▸ **Exercise**: The lines needed are those below that contain the word "block"; copy each one.

▸ **Records shown**:
PR #12581, opened 2026-07-29
[ci][gh][workflow] explicit action hash and permissions

rmannibucau:
Trying to harness more our workflows - but maven shared is designed to be too opened.
Audit mainly done by zizmor.

### DIFF
--- a/.github/workflows/pr-automation.yml
+++ b/.github/workflows/pr-automation.yml
@@ -19,9 +19,15 @@ name: PR Automation
 on:
   pull_request_target:
     types:
+      # zizmor: ignore[dangerous-triggers]
       - closed
+
+permissions: {}
 
 jobs:
   pr-automation:
     name: PR Automation
-    uses: apache/maven-gh-actions-shared/.github/workflows/pr-automation.yml@v5
+    permissions:
+      issues: write
+      pull-requests: write
+    uses: apache/maven-gh-actions-shared/.github/workflows/pr-automation.yml@8599b638c78a2bec146a98d75d4c8b4e8458324f # v5
--- a/.github/workflows/release-drafter.yml
+++ b/.github/workflows/release-drafter.yml
@@ -22,6 +22,11 @@ on:
       - master
   workflow_dispatch:
 
+permissions: {}
+
 jobs:
-   update_release_draft:
-      uses: apache/maven-gh-actions-shared/.github/workflows/release-drafter.yml@v5
+  update_release_draft:
+    permissions:
+      contents: write
+      issues: write
+    uses: apache/maven-gh-actions-shared/.github/workflows/release-drafter.yml@8599b638c78a2bec146a98d75d4c8b4e8458324f # v5
--- a/.github/workflows/stale.yml
+++ b/.github/workflows/stale.yml
@@ -23,6 +23,11 @@ on:
   issue_comment:
     types: [ 'created' ]
 
+permissions: {}
+
 jobs:
   stale:
-    uses: 'apache/maven-gh-actions-shared/.github/workflows/stale.yml@v5'
+    permissions:
+      issues: write
+      pull-requests: write
+    uses: apache/maven-gh-actions-shared/.github/workflows/stale.yml@8599b638c78a2bec146a98d75d4c8b4e8458324f # v5


gnodet (approved):
Clean security-hardening PR that adds top-level `permissions: {}` and explicit job-level permissions to three workflow files, pins reusable workflow references to a verified commit hash, and adds a justified zizmor annotation. All changes are correct and consistent with the already-hardened `maven.yml` workflow.

Verified that:
- The commit hash `8599b638c78a2bec146a98d75d4c8b4e8458324f` matches the current HEAD of the `v5` branch of `apache/maven-gh-actions-shared`
- Job-level permissions in all three workflows match what the corresponding reusable workflows require
- The `zizmor: ignore[dangerous-triggers]` annotation on the `pull_request_target` trigger in `pr-automation.yml` is appropriate since the workflow only triggers on `closed` events
- All four workflow files in the repository are now hardened

.github/workflows/pr-automation.yml
```diff
@@ -19,9 +19,15 @@ name: PR Automation
...
+permissions: {}
+
 jobs:
   pr-automation:
     name: PR Automation
-    uses: apache/maven-gh-actions-shared/.github/workflows/pr-automation.yml@v5
+    permissions:
+      issues: write
+      pull-requests: write
+    uses: apache/maven-gh-actions-shared/.github/workflows/pr-automation.yml@8599b638c78a2bec146a98d75d4c8b4e8458324f # v5
```
slawekjaranowski, line 33: It is intensionally here. 

We assume our repo with shared actions is secure, we introduce every changes to it.

When we pin to hash we need update about 100+ our repos in every changes in shared actions.

We also manage permissions in shared action.
https://github.com/apache/maven-gh-actions-shared/blob/v5/.github/workflows/pr-automation.yml

slawekjaranowski (changes requested):

.github/workflows/pr-automation.yml
rmannibucau: I understand but I dont think we should auto upgrade all repos like that, this is a good idea today which will likely blow up tomorrow so better to invest in automating it with a workflow in shared repo (on demand/manual) than relying on it by default IMHO

permissions being per workflow/job it is always better to explicit it in leaves than in parents IMHO, in particular when there it does have some serious impact on the run of the workflow (not having write perms will fail and you can wonder why - would be ok only if read only for PR IMHO)

slawekjaranowski: for permissions I'm ok,

but for hash version I afraid that will be more maintenance work for us - who will be take care about it?

rmannibucau: what I had in mind was something like dependabot and we do approve after review as any "jar" dependency, wdyt?

gnodet (commented):
**Permissions hardening looks correct** — the `permissions: {}` top-level lockdown plus job-level grants across all three workflow files follow least-privilege and are consistent with how `maven.yml` already operates.

**Stale pinned hash** — the pinned hash `8599b638c78a2bec146a98d75d4c8b4e8458324f` (July 20) is now 7 commits behind the current `v5` HEAD (`07649a12f6dacdb747f586cdd6f5cb52b1993eff`). The missing commits include bumps to release-drafter 7.7.0, actions/stale 11.0.0, actions/setup-java 5.7.0, Maven 4 RC-6 default, a verify-job startup fix, and a timeout-lowering change. If hash pinning is kept, the hash should be updated before merge.

The broader policy question — whether to hash-pin org-internal shared workflow references (security hardening vs. maintenance overhead across 100+ repos) — remains open between the author and maintainers. Dependabot does support updating hash-pinned references (using the trailing `# v5` comment), which mitigates some of the maintenance burden.

Minor: the 3-space → 2-space indentation fix in `release-drafter.yml` and the `zizmor: ignore[dangerous-triggers]` annotation (justified since `pull_request_target` only triggers on `closed`) are both correct.

gnodet (commented):
The permissions-hardening portion of this PR is sound — top-level `permissions: {}` plus explicit job-level grants follows least-privilege best practices, consistent with how `maven.yml` already operates.

**Observations:**

1. **Stale hash**: The pinned hash `8599b638` is now 8 commits behind the current `v5` HEAD (`a7cd1659`). The missing commits include bumps to release-drafter 7.7.0, actions/stale 11.0.0, setup-java 5.7.0, a Maven 4 RC-6 default, and workflow improvements.

2. **Missing permission if hash updated**: If the pinned hash is updated to current `v5` HEAD, `stale.yml` will need `actions: write` added to its job-level permissions. The shared stale workflow now requires this for `actions/stale` v11.0.0 cache management.

3. **Indentation fix** in `release-drafter.yml` (3-space → 2-space) is a positive cosmetic improvement.

**Note:** The CHANGES_REQUESTED from @slawekjaranowski regarding hash-pinning policy is still outstanding. This is a governance decision — the technical implementation of both the hash pinning and the permissions hardening is correct.

.github/workflows/pr-automation.yml
gnodet: Afaik, dependabot already supports upgrading workflow pinned dependencies, so this should be fine.

rmannibucau:
how do we move forward on the governance since think there is no agreement? determinism vs random version usage?

do we trigger a vote?

rmannibucau:
up?

PR #4076, opened 2023-11-12
MSC4076: Let E2EE clients calculate app & E2EE-room badge counts themselves

ara4n:


proposals/4076-e2ee-aware-badges.md
```diff
@@ -0,0 +1,127 @@
+# MSC4076: Let E2EE clients calculate app badge counts themselves
```
TheArcaneBrony, line 1: I fail to see how you couldn't already calculate them clientside?

richvdh: Agreed. TBH I've only skimmed this, but I don't entirely follow why this MSC is necessary for clients to calculate their own badge counts.

(You might justifiably argue that the counts should be removed on the grounds of redundancy, but that doesn't appear to be what this MSC is saying?)

ara4n: You can and should calculate them clientside. However, the server currently overrides them and there is no way to stop the server from doing that, prior to this MSC.

MTRNord: Clearly some crucial information is missing here? Since to my understanding you can just make either fully ignore the server response and do it without it or have an if case for only e2ee rooms. I don't see how that currently impossible? The server isn't demanding a particular execution path on the client obviously?

clokep: > However, the server currently overrides them and there is no way to stop the server from doing that, prior to this MSC.

Is this done at the OS-level and the server needs to not include that information to not fight the client doing it?

ara4n: > Is this done at the OS-level and the server needs to not include that information to not fight the client doing it?

yes.

proposals/4076-e2ee-aware-badges.md
```diff
@@ -0,0 +1,127 @@
...
+
+## Solution
+
+When a pusher is registered for a given device via `POST /_matrix/client/v3/pushers/set`, we add a new boolean field
+to the request called `e2ee_badge_aware` which defaults to `false` if absent.
+
+If `e2ee_badge_aware` is set to true, then the pusher will not specify `unread` or `missed_calls` in the
+`POST /_matrix/push/v1/notify` request to the target push gateway, and so not override the client's app badge.
+
+We also add a new optional field to read receipts called `cleared_notifs` which defaults to `false` if absent.  This is
```
manuroe, line 53: How a matrix client can know that the user is using a `e2ee_badge_aware` client and, thus, it should add `cleared_notifs` to read receipts it sends?

Why a client should care about the "e2ee_badge_awareness" of other clients used by the user?
Instead, should the server do that automatically for those e2ee_badge_aware clients and only for them?

ara4n: > How a matrix client can know that the user is using a e2ee_badge_aware client and, thus, it should add cleared_notifs to read receipts it sends?

The intention here was that the optional field would only be set on RRs sent by e2ee-badge-aware clients, which obviously know that they are e2ee-badge-aware already. 

I think the problem here is that the MSC misses the rationale as to why this is a good idea:

Previously, the badge count would reduce on other clients because the server would calculate it and push it to them.  However, by switching to having the server no longer calculate the count for given clients, it needs another way to reduce their count, to avoid stuck notifs.  So instead it sends them a 'blank' push to prod them to recalculate their counts.

manuroe: thanks for the clarification. 
(this is now anyway a topic of https://github.com/matrix-org/matrix-spec-proposals/pull/4234).

proposals/4076-e2ee-aware-badges.md
```diff
@@ -0,0 +1,106 @@
...
+gateways in the Push API is currently wrong[^3]: it says it's "The number of unread messages a user has across all of
+the rooms they are a member of." but in practice it's "The number of rooms the user has with unread push
+notifications" (although synapse has a config option to change that, confusingly). So we should fix that too.
+
+## Solution
+
+When a pusher is registered for a given device via `POST /_matrix/client/v3/pushers/set`, we add a new boolean field
+to the request called `disable_badge_count` which defaults to `false` if absent.
+
+If `disable_badge_count` is set to true, then the pusher will not specify `unread` or `missed_calls` in the
```
manuroe, line 51: In this case, can we directly remove `counts`, the parent of `unread` and `missed_calls` from [`POST /_matrix/push/v1/notify`](https://spec.matrix.org/v1.12/push-gateway-api/#post_matrixpushv1notify)?

manuroe:
Synapse PR: https://github.com/element-hq/synapse/pull/17975

It removes the parent `counts` field as proposed in https://github.com/matrix-org/matrix-spec-proposals/pull/4076#discussion_r1863495327. I will undraft the PR once we agree on the spec.

proposals/4076-e2ee-aware-badges.md
ara4n: fine by me.

ara4n:
>  I will undraft the PR once we agree on the spec.

I am not seeing any disagreements on the spec?  There is no reason for the PR to be draft if you think it's good for review.  The only thing stopping FCP on this MSC right now is the lack of implementation, so please don't block the implementations on the MSC getting FCP'd ;)

manuroe:
> > I will undraft the PR once we agree on the spec.
> 
> I am not seeing any disagreements on the spec? There is no reason for the PR to be draft if you think it's good for review. The only thing stopping FCP on this MSC right now is the lack of implementation, so please don't block the implementations on the MSC getting FCP'd ;)

I wanted to have a Synapse PR that matches the MSC. With your last commit on this MSC, the Synapse PR can be reviewed. Thanks!

proposals/4076-e2ee-aware-badges.md
```diff
@@ -0,0 +1,106 @@
...
+track their own accurate `unread_notification` count for E2EE rooms (while still using the `unread_notification` count
+in the /sync response for non-E2EE rooms if they want), and from that calculate an accurate app badge count
+clientside.
+
+The problem is that the server still tries to override the app badge count whenever it sends a push to the client though,
+which at best will be wrong (either understeering due to missing E2EE mentions, or oversteering due to alerting about
+rooms with invisible events) - and at worst will race and fight[^2] with the app badge count maintained locally by the
+app, if any.
+
+Therefore we need a way for sophisticated E2EE clients to tell the server to stop overriding their app badge count.
```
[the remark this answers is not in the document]
ara4n: yes, it's done at the OS level, so the app doesn't get the choice.

I'm not aware of a standard way to configure push gateways for clients in general to say "please don't try to override the app badge count" - wouldn't doing it in a generic way end up being precisely the same as this MSC?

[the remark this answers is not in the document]
reivilibre: The difference is that the application developer is the one deploying Sygnal, therefore they can do whatever they want in the 'last mile' between Sygnal and their application. If that means Element configures their Sygnal so that it doesn't ship badge counts to Element iOS clients, then there's no particular reason anyone else needs to be involved.
To me, it feels like a better fit for a platform-specific quirk.

jmartinesp:
I may have missed some discussion in the PR, but when the MSC says 'we add a new boolean field to the request called `disable_badge_count`', should that field be added to the root object, like this?

```json
{
  "pushkey": "-",
  "app_id": "foo.bar",
  "kind": "http",
  "data": {
    "url": "https://matrix.org/_matrix/push/v1/notify",
    "format": "event_id_only",
    "default_payload": {
      "cs": "-"
    }
  },
  "app_display_name": "MyApp",
  "device_display_name": "MyDevice",
  "profile_tag": "mobile_",
  "lang": "en",
  // Here
  "org.matrix.msc4076.disable_badge_count": true
}
```

Or is it supposed to be inside the `data` payload, like this?

```json
{
  "pushkey": "-",
  "app_id": "foo.bar",
  "kind": "http",
  "data": {
    "url": "https://matrix.org/_matrix/push/v1/notify",
    "format": "event_id_only",
    // Here
    "org.matrix.msc4076.disable_badge_count": true,
    "default_payload": {
      "cs": "-"
    }
  },
  "app_display_name": "MyApp",
  "device_display_name": "MyDevice",
  "profile_tag": "mobile_",
  "lang": "en"
}
```

proposals/4076-e2ee-aware-badges.md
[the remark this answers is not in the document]
richvdh: > This document doesn't answer what feels like a fair question to have: Why do the sophisticated E2EE clients not just ignore the count?

(comment moved to https://github.com/matrix-org/matrix-spec-proposals/pull/4076#discussion_r1390329111 to make way for discussion about whether this field is necessary)

proposals/4076-e2ee-aware-badges.md
```diff
@@ -0,0 +1,106 @@
...
+[MSC4234](https://github.com/matrix-org/matrix-spec-proposals/pull/4234)
+ 
+Finally, a separate but related problem is that historically the description of the `unread` count passed to push
+gateways in the Push API is currently wrong[^3]: it says it's "The number of unread messages a user has across all of
+the rooms they are a member of." but in practice it's "The number of rooms the user has with unread push
+notifications" (although synapse has a config option to change that, confusingly). So we should fix that too.
+
+## Solution
+
+When a pusher is registered for a given device via `POST /_matrix/client/v3/pushers/set`, we add a new boolean field
```
richvdh, line 48: Please link to the existing spec, to help readers who don't have this context at their fingertips:

```suggestion
When a pusher is registered for a given device via [`POST /_matrix/client/v3/pushers/set`](https://spec.matrix.org/v1.16/client-server-api/#post_matrixclientv3pushersset), we add a new boolean field
```

proposals/4076-e2ee-aware-badges.md
richvdh: This has come up [again](https://github.com/matrix-org/matrix-spec-proposals/pull/4076#discussion_r1866071915), so even though the answer is kinda there in the first sentence and footnote, I don't think hit has been satisfactorily resolved.

I'd suggest rephrasing the introduction to give a bit of background for those who can't remember whether the A in APNS means "Apple" or "Android", far less how APNS actually works.

> Apple push notification service (APNS) allows the badge count on applications to be updated based on a field in push notifications, without the application running any code (see [APNS documentation](https://developer.apple.com/documentation/usernotifications/generating-a-remote-notification#2943362)). Push notifications in Matrix currently use this property; however, its behaviour in encrypted clients is unsatisfactory due to the following reasons: 
> * ... etc

proposals/4076-e2ee-aware-badges.md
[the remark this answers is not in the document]
richvdh: > The difference is that the application developer is the one deploying Sygnal, therefore they can do whatever they want in the 'last mile' between Sygnal and their application. If that means Element configures their Sygnal so that it doesn't ship badge counts to Element iOS clients, then there's no particular reason anyone else needs to be involved.
> To me, it feels like a better fit for a platform-specific quirk.

Emphatic +1 to this. Currently, Sygnal is actively copying the `counts.unread` field into the right place in the push notification payload. If we now feel that this is inappropriate for Element apps then... just don't do that? Sygnal already has all the information it needs to make this decision; we don't need to complicate the C-S API, homeservers, and Push Gateway API by bouncing it through Synapse.

proposals/4076-e2ee-aware-badges.md
```diff
@@ -0,0 +1,106 @@
...
+to the request called `disable_badge_count` which defaults to `false` if absent.
```
richvdh, line 49: As noted by @jmartinesp [here](https://github.com/matrix-org/matrix-spec-proposals/pull/4076#issuecomment-3335011626), this is unclear: is `disable_badge_count` meant to be at the top level or under `data`?

richvdh: The question is really: does this only affect the `http` push kind, or would it also affect other push kinds (specifically, email).

It looks like it would be somewhat specific to the http `kind`. It also feels somewhat analagous to `format` (see https://spec.matrix.org/v1.16/client-server-api/#post_matrixclientv3pushersset_request_pusherdata) (and, for that matter, `uri`), and so should be in `data`.

[Honestly though, this API is *horrible*, in that `data` conflates "parameters to the homeserver" (`uri`) and "opaque data to pass through to the push gateway" (`default_payload`, for example).]

richvdh:
> I may have missed some discussion in the PR, but when the MSC says 'we add a new boolean field to the request called `disable_badge_count`', should that field be added to the root object, like this?

I opened a [thread](https://github.com/matrix-org/matrix-spec-proposals/pull/4076#discussion_r2407115996) about this.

▸ **Answer below**:
I am not seeing any disagreements on the spec?  There is no reason for the PR to be draft if you think it's good for review.  The only thing stopping FCP on this MSC right now is the lack of implementation, so please don't block the implementations on the MSC getting FCP'd ;)
> I am not seeing any disagreements on the spec? There is no reason for the PR to be draft if you think it's good for review. The only thing stopping FCP on this MSC right now is the lack of implementation, so please don't block the implementations on the MSC getting FCP'd ;)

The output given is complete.